Gauss rejected such “curve fitting” methods of thinking and made the revolutionary discovery that the shape of the Earth is that shape which is everywhere perpendicular to the pull of gravity, today called the “Geoid”. The Geoid is not a geometrical shape, but rather a physically determined one. And, such a shape is not only non-uniform, but it is irregularly non-uniform, even changing over time.
Such an irregular, non-uniform surface, was, as Kepler’s orbits, or the Fermat’s path of least-time, or Leibniz’ and Bernoulli’s catenary, physically demonstrable, but unrecognizable by the generally accepted mathematics of the day. Having already been provoked by his teacher, Abraham Kaestner, Gauss had long before ceased to let mathematics dictate his thinking. Rather, he, like Leibniz invented a new mathematics. This extension of Leibniz’ calculus did not rely on a priori assumptions about shape, but was a mathematics of transformations. Just as Leibniz’ calculus made position along a curve a function of change, Gauss, and later Riemann, made shape a function of transformations, and curves a function of shape. The change that determines position along a curve, is itself determined by the transformation that generated the surface. This new mathematics required a new type of number; complex numbers. (The next several installments will work through these concepts in more detail.)

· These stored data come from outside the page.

PR #1483, opened 2024-09-09
pipelines/ruby: add new pipelines to ruby packages

Dentrax:
This PR adds new pipelines for Ruby:
* `ruby/test`
* `ruby/require`

Example usages:

```yaml
- uses: ruby/test
  with:
    command: ruby -e "require 'json'"

- uses: ruby/require
  with:
    require: json

- uses: ruby/require
  with:
    requires: |
      require 'json'
```


pkg/build/pipelines/ruby/test.yaml
```diff
@@ -0,0 +1,14 @@
+name: Test a Ruby package
```
EyeCantCU, line 1: I think we should get rid of this. We're not doing anything inherently specific to Ruby

pkg/build/pipelines/ruby/require.yaml
```diff
@@ -0,0 +1,85 @@
+name: Test a Ruby package require, with optional load clause
+
+needs:
+  packages:
+    - wolfi-base
```
EyeCantCU, line 5: Wolfi base is implicit. We don't need to define it

pkg/build/pipelines/ruby/require.yaml
```diff
@@ -0,0 +1,85 @@
+name: Test a Ruby package require, with optional load clause
+
+needs:
+  packages:
```
EyeCantCU, line 4: We should add Ruby here, passed as an input. See go/build for what I'm talking about

pkg/build/pipelines/ruby/require.yaml
```diff
@@ -0,0 +1,85 @@
...
+        # test that otherthing can be required from asdf
+        require 'asdf'
+        require 'bark' # this is like woof
+
+      full-line and inline comments are supported via '#'
+    required: false
+
+pipeline:
+  - runs: |
+      set +x
```
EyeCantCU, line 28: I don't think this applies to the rest of the pipeline

EyeCantCU (changes requested):
This is great. Left a few comments. Can we also document the usage of the pipeline in melange's docs?

pkg/build/pipelines/ruby/require.yaml
Dentrax: I just checked the other Ruby pipelines and it seems we didn't include the `Ruby`, was wondering if there was any reason. 🤔

pkg/build/pipelines/ruby/test.yaml
Dentrax: It seems we have `name:` field defined on each pipeline, do you say we should omit this field?

pkg/build/pipelines/ruby/require.yaml
Dentrax: This is a copy-paste thing from `python/import` pipeline actually. I'm checking the CI logs [here](https://github.com/chainguard-dev/melange/actions/runs/10778428673/job/29889753721?pr=1483#step:9:1075) but couldn't see the instructions either.

pkg/build/pipelines/ruby/test.yaml
EyeCantCU: Sorry, the pipeline. It looks like it does the same thing a `runs` would do

pkg/build/pipelines/ruby/require.yaml
EyeCantCU: I don't think it'd ever been considered that pipeline should fetch the toolchain. `go/build` didn't offer this functionality until a few months ago either. We should provide because it's helpful, and we can implicitly pull in ruby without defining it in the environment

pkg/build/pipelines/ruby/require.yaml
EyeCantCU: Yeah, happy to be wrong here, but I don't believe it's transient to the rest of the pipeline. Will let someone that knows for sure chime in

pkg/build/pipelines/ruby/require.yaml
Dentrax: That makes sense, I've added Ruby here and couldn't pass the CI error: https://github.com/chainguard-dev/melange/actions/runs/10788637898/job/29919880644?pr=1483#step:9:1071 - for some reason, it doesn't find `ruby-3.2` even its there.

pkg/build/pipelines/ruby/require.yaml
smoser: it does "apply", in that it turns off '-x' option (making it not spew bash debug to stderr).

smoser (changes requested):
with regard to the error you're seeing [here]:
```
 2024/09/10 09:27:54 INFO running step "Test a Ruby package require, with optional load clause"
2024/09/10 09:27:54 WARN /bin/sh: ruby-3.2: not found
2024/09/10 09:27:54 INFO ruby-3.2 -e "require 'json'": FAIL
2024/09/10 09:27:54 INFO ERROR: failed to test package. the test environment has been preserved:
2024/09/10 09:27:54 INFO   workspace dir: /tmp/melange-workspace-1987892197
2024/09/10 09:27:54 INFO   guest dir: /tmp/melange-guest-1360058723
```

A couple things:
1. ruby-3.2 does not provide an executable named 'ruby-3.2'.  The package is
named ruby-3.2 but it only provides /usr/bin/ruby.  So thats why you get
'ruby-3.2' command not found.

2. If the 'inputs.ruby' is providing the _package_ rather than an executable
name (in python it provides an executable name),  to install, _and_ we are assuming that a ruby (ruby-3.X) package will always install /usr/bin/ruby, then you can ditch the searching for a binary (lines 43-57 entirely), and make 'RUBY='ruby' on line 29.

3. in e2e-tests/ruby3.2-json-test.yaml you should actually drop the 'packages:' section, because the 'needs' should fulfill that.

Dentrax:
Thank you so much @smoser! I just updated the PR and hit a new issue:

```
ruby-3.2-3.2.4-r1.apk disqualified because ruby-3.3-3.3.5-r1.apk already provides cmd:erb
```

That's probably due to I set `${{inputs.ruby}}=ruby` so it installs the `ruby-3.3` (latest) whereas I have `ruby-3.2` in the test pipeline. But I'd like to set `ruby-3.2` as a default package since most of Wolfi packages using this version. That's why I had to set `default: ruby-3.2`.

pkg/build/pipelines/ruby/require.yaml
smoser: So , yeah... several of the pipelines that I've added have this flaw in that they don't declare `needs` that it'd be nice if they did. [`py/pip-build-install`](https://github.com/wolfi-dev/os/blob/main/pipelines/py/pip-build-install.yaml) for example needs bot a pip and a python, but doesn't declare either.

The reason is that it takes `python` as an input (the python version to use).

I don't think  you can use a input to a pipeline in its `needs`. It would be cleaner here if you could.  This specific case would be nice in that you could then:
```
needs:
  packages:
    - ruby-${{inputs.version}}
```

And then have a inputs that declared `3.2` as the default or something. 

If that happens to work, (including with a `range` section like we're doing in python) then I guess I'd suggest doing that, but other wise I'd not bother.

Another option would be to have a pipeline per ruby-version (ruby/require-3.2, ruby/require-3.3).  I suspect that would work, and you could reduce copy/paste code between ruby/require-3.2 and ruby/require-3.3 with nested pipelines.  But if you were doing per-ruby versions i'd want that in wolfi-dev/os rather than melange proper.

So...
that was all long winded way of saying "I think this is fine".

pkg/build/pipelines/ruby/require.yaml
```diff
@@ -0,0 +1,85 @@
...
+        command="$1"
+        if $RUBY -e "$command"; then
+          echo "$RUBY -e \"$command\": PASS"
+        else
+          echo "$RUBY -e \"$command\": FAIL"
+          return 1
+        fi
+      }
+
+      if [ "$RUBY" = "ruby" ]; then
```
smoser, line 43: I think the default 'DEFAULT' or some other non-usable string is prefereable here.
The caller could very legitmately have `ruby` in the PATH and want that to be tested.  At least I can't think of a good reason to "fix" it for them.

Did you have one?

Dentrax:
Thank you @smoser! I made some changes according to your reviews here, could you PTAL when possible? It seems the CI is now green but not sure whether it's false-positive.

pkg/build/pipelines/ruby/test.yaml
smoser: so drop this?

pkg/build/pipelines/ruby/require.yaml
```diff
@@ -0,0 +1,88 @@
...
+  packages:
+    - ruby-${{inputs.version}}
+
+inputs:
+  ruby:
+    description: Which Ruby to use
+    default: DEFAULT
+  version:
+    description: Which Ruby version to use
+    default: 3.2
```
smoser, line 13: maybe if you're letting it declare version, then don't let it declare 'ruby' ?
because what happens if i do:
```
ruby: ruby3.3
version: ruby3.2
```

I tihnk one or the other.
Either take `ruby` and just don't bother with `needs`.
or take version , set needs, and use either explicitly use `/usr/bin/ruby${{inputs.version}}` or just assume in PATH as `ruby${{inputs.version}}`.

thoughts?

smoser: I'm kind of thinking out loud here.  I think its wierd to take both, but it was _very_ useful to in the python ones to use `DEFAULT` and pick the right /usr/bin/python3.XX when there was only one, and error in other cases.

smoser (changes requested):

Dentrax:
Thank you so much for the reviews @smoser! I have pushed a few commits, could you please take to a look again to see whether your concerns clarified here?

PR #1495, opened 2024-09-16
cleanup: remove some direct imports of charm log

imjasonh:
These seem to be relatively common cases where someone writes `log.Warn` and goimports chooses to import charmbracelet/log. This shouldn't be necessary when you call `log := clog.FromContext(ctx)` first.

For CLI users the result is not really any different (we use charm logging via clog anyway), but for places where this code might get embedded in another service where a different logger is used, it can be surprising.


89luca89 (approved):
lgtm!

Not sure what is going on with the CI but seems more like a gnu.org problem?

Gauss’ method of inventing mathematics is rooted in Cusa’s (of whom Kaestner placed great importance in his “History of Mathematics”). In “De Ludo Golbi”, Cusa writes:
“And the soul invents branches of learning e.g. arithmetic, geometry, music, and astronomy and it experiences that they are enfolded in its power; for they are invented, and unfolded, by men….For only in the rational soul and in its power are the mathematical branches of learning enfolded; and only by its power are they unfolded. [This fact is true] to such an extent that if the rational soul were not to exist, then those branches of learning could not at all exist….”
“…the soul’s reason, i.e. its distinguishing power, is present in number, which is from our mind, and in order that you may better know that that distinguishing power is said to be composed of the same and different, and of one thing and another thing just as is number, because number is number by virtue of our mind’s distinguishing. And the mind’s numbering is its replicating and repeating the common one, i.e. is its discerning the one in the many and the many in the one and its distinguishing one thing from another. Pythagoras, noting that no knowledge of anything can be had except through distinguishing, philosophized by means of number, I do not think that anyone else has attained a more reasonable mode of philosophizing. Because Plato imitated this mode, he is rightly held to be great.”